BEGIN Available records

PR #5092, opened 2022-11-09
Support for remote MongoDB Client and Push service Client

### LINKED ISSUE #4809: Atlas App Services #2
1. Remote MongoDB Client
1. Push service Client

The existing implementations:

* The legacy SDK (in JavaScript): https://github.com/realm/realm-js/blob/master/lib/mongo-client.js
* The Realm Web (in TypeScript): https://github.com/realm/realm-js/blob/master/packages/realm-web/src/services/MongoDBService/MongoDBCollection.ts

JacobOscarGunnarsson:
This closes #4809 

## ☑️ ToDos
* [ ] 📝 Add docs for types declared in MongoClient.ts??

### DIFF
--- a/packages/bindgen/spec.yml
+++ b/packages/bindgen/spec.yml
@@ -1036,9 +1036,16 @@ classes:
       userAPIKeyProviderClient:
         - sig: () -> UserAPIKeyProviderClient
           cppName: provider_client<app::App::UserAPIKeyProviderClient>
+      push_notification_client: '(service_name: const std::string&) -> PushClient'
       subscribe: '(observer: (app: IgnoreArgument<const App&>)) -> AppSubscriptionToken'
       unsubscribe: '(token: AppSubscriptionToken)'
       call_function: '(user: const SharedSyncUser&, name: std::string, args: EJsonArray, service_name: util::Optional<std::string>, cb: AsyncCallback<(result: Nullable<const EJson*>, err: util::Optional<AppError>)>)'
+
+  PushClient:
+    cppName: app::PushClient
+    methods:
+      register_device: '(registration_token: const std::string&, sync_user: const std::shared_ptr<SyncUser>&, completion: AsyncCallback<(err: util::Optional<AppError>)>&&)'
+      deregister_device: '(sync_user: const std::shared_ptr<SyncUser>&, completion: AsyncCallback<(err: util::Optional<AppError>)>&&)'
 
   UsernamePasswordProviderClient:
     cppName: app::App::UsernamePasswordProviderClient
--- a/packages/realm/src/app-services/MongoClient.ts
+++ b/packages/realm/src/app-services/MongoClient.ts
@@ -17,7 +17,7 @@
 ////////////////////////////////////////////////////////////////////////////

END Available records

» **Problem statement**: The full set of records, transcribed exactly, is the answer.

» **Solution to the problem**:
PR #5092, opened 2022-11-09
Support for remote MongoDB Client and Push service Client

### LINKED ISSUE #4809: Atlas App Services #2
1. Remote MongoDB Client
1. Push service Client

The existing implementations:

* The legacy SDK (in JavaScript): https://github.com/realm/realm-js/blob/master/lib/mongo-client.js
* The Realm Web (in TypeScript): https://github.com/realm/realm-js/blob/master/packages/realm-web/src/services/MongoDBService/MongoDBCollection.ts

JacobOscarGunnarsson:
This closes #4809 

## ☑️ ToDos
* [ ] 📝 Add docs for types declared in MongoClient.ts??

### DIFF
--- a/packages/bindgen/spec.yml
+++ b/packages/bindgen/spec.yml
@@ -1036,9 +1036,16 @@ classes:
       userAPIKeyProviderClient:
         - sig: () -> UserAPIKeyProviderClient
           cppName: provider_client<app::App::UserAPIKeyProviderClient>
+      push_notification_client: '(service_name: const std::string&) -> PushClient'
       subscribe: '(observer: (app: IgnoreArgument<const App&>)) -> AppSubscriptionToken'
       unsubscribe: '(token: AppSubscriptionToken)'
       call_function: '(user: const SharedSyncUser&, name: std::string, args: EJsonArray, service_name: util::Optional<std::string>, cb: AsyncCallback<(result: Nullable<const EJson*>, err: util::Optional<AppError>)>)'
+
+  PushClient:
+    cppName: app::PushClient
+    methods:
+      register_device: '(registration_token: const std::string&, sync_user: const std::shared_ptr<SyncUser>&, completion: AsyncCallback<(err: util::Optional<AppError>)>&&)'
+      deregister_device: '(sync_user: const std::shared_ptr<SyncUser>&, completion: AsyncCallback<(err: util::Optional<AppError>)>&&)'
 
   UsernamePasswordProviderClient:
     cppName: app::App::UsernamePasswordProviderClient
--- a/packages/realm/src/app-services/MongoClient.ts
+++ b/packages/realm/src/app-services/MongoClient.ts
@@ -17,7 +17,7 @@
 ////////////////////////////////////////////////////////////////////////////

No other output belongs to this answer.